Na avaliação do psiquiatra, o modelo de internação não tem êxito porque reforça o foco proibicionista e punitivista. “A oferta de tratamento é sempre na visão de abstinência e quem não a consegue é punido pela segurança pública, com repressão policial e violação de direitos humanos. Vejo isso acontecer cotidianamente na região”, lamenta.
De acordo com Falcone, a estratégia proibicionista e punitivista e o foco na abstinência também se sustentam na perversão do conceito de redução de danos, dizendo que é caminho para a abstinência, sendo que é um dos recursos disponíveis para tratamento das pessoas.
“A redução de danos é um conceito, não tem uma fórmula nem protocolo que vai dar certo para todas as pessoas. Precisa de projeto terapêutico singular entendendo que cada pessoa tem um processo”, explica o psiquiatra, ressaltando que esse conceito é uma das bases do tratamento da Rede de Atenção Psicossocial (Raps), que está em risco.
Michel Temer iniciou processo de desmonte contrário à luta antimanicomial
O presidente Jair Bolsonaro (sem partido) ameaça emplacar um desmonte da Política Nacional de Saúde Mental, em um esforço para cortar mais verbas da saúde e que começou antes de seu mandato, no governo Michel Temer (MDB). Pesquisadores analisaram os efeitos das primeiras mudanças que pretendiam vencer a luta antimanicomial no Brasil.
No trabalho intitulado Retrocesso da Reforma Psiquiátrica: o desmonte da política nacional de saúde mental brasileira de 2016 a 2019, os pesquisadores Nelson Cruz, Renata Gonçalves e Pedro Delgado constataram que o governo Temer iniciou o processo de desmonte.
Eles analisaram 14 documentos – portarias, resoluções, nota técnica e decreto – publicados entre outubro de 2016 e abril de 2019, que, afirmam, indicam “os primeiros efeitos das mudanças na rede de atenção psicossocial, como o incentivo à internação psiquiátrica e ao financiamento de comunidades terapêuticas”. Essas ações, ressaltam, são fundamentadas em abordagem proibicionista de questões sobre o uso de álcool e outras drogas e, ainda, confirmam “tendência de estagnação do ritmo de implantação de serviços de base comunitária”.
De 2003 a 2016, houve a implementação da Política Nacional de Saúde Mental, que rendeu ao país o reconhecimento da comunidade internacional. Nesse período, houve destinação de recursos para serviços de natureza extra-hospitalar, fechamento e descredenciamento significativo de leitos e hospitais psiquiátricos e publicação de portarias que visaram à expansão dos serviços e ações.
Na última década, também houve significativos avanços na construção da Rede de Atenção Psicossocial (Raps), além da reestruturação da assistência psiquiátrica e atenção ao usuário de álcool e outras drogas.
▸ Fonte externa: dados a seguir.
PR #534, opened 2024-05-29
fix: mappings file dump location

Buckminsterfullerene02:
**Description**

mappings file now dumps to working dir instead of root dir

**Type of change**

**How Has This Been Tested?**

Ran mappings dumper with working dir both in root dir and in root/ue4ss folder

**Checklist**


UE4SS:
Oh uhm... I just realized we didn't mention the backwards compatible nature of the location change in the changelog.
Perhaps we should do that ? That way we don't scare mod manager devs into thinking that they absolutely have to make an update for this.

Buckminsterfullerene02:
Solid shout

UE4SS (approved):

Especialistas internacionais chegaram a reconhecer resultados práticos da política de saúde mental. Ela ficou conhecida, principalmente, por extinguir “depósitos de loucos e indesejáveis” e propor a inclusão das pessoas com doença mental na comunidade. Elas recebiam os cuidados adequados nos três níveis de atenção do SUS (básica, média e alta complexidade), por meio de equipes interdisciplinares que retiravam o foco da doença e do médico, priorizando a pessoa com doença mental e seu tratamento, sem a obrigatoriedade de exclusão da comunidade.